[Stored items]
────────────────
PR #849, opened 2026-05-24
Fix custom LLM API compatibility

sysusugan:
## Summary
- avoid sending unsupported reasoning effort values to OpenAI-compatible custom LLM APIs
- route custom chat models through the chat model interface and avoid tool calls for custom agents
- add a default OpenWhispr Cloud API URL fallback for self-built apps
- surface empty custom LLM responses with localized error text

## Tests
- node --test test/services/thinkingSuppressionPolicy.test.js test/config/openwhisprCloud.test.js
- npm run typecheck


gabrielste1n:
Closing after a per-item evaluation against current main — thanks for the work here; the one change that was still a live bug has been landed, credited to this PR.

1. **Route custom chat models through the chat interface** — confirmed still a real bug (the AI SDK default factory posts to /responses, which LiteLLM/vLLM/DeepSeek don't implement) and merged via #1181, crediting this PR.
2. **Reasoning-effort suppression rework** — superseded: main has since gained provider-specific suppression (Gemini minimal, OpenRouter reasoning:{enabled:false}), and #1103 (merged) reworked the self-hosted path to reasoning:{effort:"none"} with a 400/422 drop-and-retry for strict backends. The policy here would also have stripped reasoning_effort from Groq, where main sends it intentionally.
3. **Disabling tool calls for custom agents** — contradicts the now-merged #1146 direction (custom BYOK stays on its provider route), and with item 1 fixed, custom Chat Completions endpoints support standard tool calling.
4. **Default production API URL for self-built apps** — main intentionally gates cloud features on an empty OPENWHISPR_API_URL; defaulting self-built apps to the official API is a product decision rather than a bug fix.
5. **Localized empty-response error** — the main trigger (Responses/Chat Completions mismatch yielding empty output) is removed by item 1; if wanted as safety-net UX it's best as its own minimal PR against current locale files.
────────────────
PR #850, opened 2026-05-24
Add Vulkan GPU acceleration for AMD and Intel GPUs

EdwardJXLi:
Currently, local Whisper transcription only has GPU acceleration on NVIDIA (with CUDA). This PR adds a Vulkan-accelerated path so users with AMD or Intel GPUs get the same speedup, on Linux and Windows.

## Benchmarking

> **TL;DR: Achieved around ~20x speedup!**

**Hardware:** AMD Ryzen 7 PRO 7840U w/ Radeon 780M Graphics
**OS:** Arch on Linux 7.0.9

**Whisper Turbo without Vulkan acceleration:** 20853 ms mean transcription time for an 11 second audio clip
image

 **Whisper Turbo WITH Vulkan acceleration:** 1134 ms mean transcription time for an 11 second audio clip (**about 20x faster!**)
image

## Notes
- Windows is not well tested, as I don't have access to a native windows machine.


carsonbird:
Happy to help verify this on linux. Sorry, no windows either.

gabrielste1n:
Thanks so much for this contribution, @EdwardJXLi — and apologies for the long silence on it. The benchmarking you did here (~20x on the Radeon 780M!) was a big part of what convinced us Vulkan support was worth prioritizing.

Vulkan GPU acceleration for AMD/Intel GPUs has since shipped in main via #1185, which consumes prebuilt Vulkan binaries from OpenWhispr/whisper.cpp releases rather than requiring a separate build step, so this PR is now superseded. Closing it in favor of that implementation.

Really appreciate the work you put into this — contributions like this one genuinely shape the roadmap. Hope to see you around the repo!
────────────────
• **What to work on**:
Copy range, inclusive: the line holding "PR #849, opened 2026-05-24" to the line holding "2. **Reasoning-effort suppression". Reproduce exactly those lines of the records above and no others.

• **Completed exercise**:
PR #849, opened 2026-05-24
Fix custom LLM API compatibility

sysusugan:
## Summary
- avoid sending unsupported reasoning effort values to OpenAI-compatible custom LLM APIs
- route custom chat models through the chat model interface and avoid tool calls for custom agents
- add a default OpenWhispr Cloud API URL fallback for self-built apps
- surface empty custom LLM responses with localized error text

## Tests
- node --test test/services/thinkingSuppressionPolicy.test.js test/config/openwhisprCloud.test.js
- npm run typecheck


gabrielste1n:
Closing after a per-item evaluation against current main — thanks for the work here; the one change that was still a live bug has been landed, credited to this PR.

1. **Route custom chat models through the chat interface** — confirmed still a real bug (the AI SDK default factory posts to /responses, which LiteLLM/vLLM/DeepSeek don't implement) and merged via #1181, crediting this PR.
2. **Reasoning-effort suppression rework** — superseded: main has since gained provider-specific suppression (Gemini minimal, OpenRouter reasoning:{enabled:false}), and #1103 (merged) reworked the self-hosted path to reasoning:{effort:"none"} with a 400/422 drop-and-retry for strict backends. The policy here would also have stripped reasoning_effort from Groq, where main sends it intentionally.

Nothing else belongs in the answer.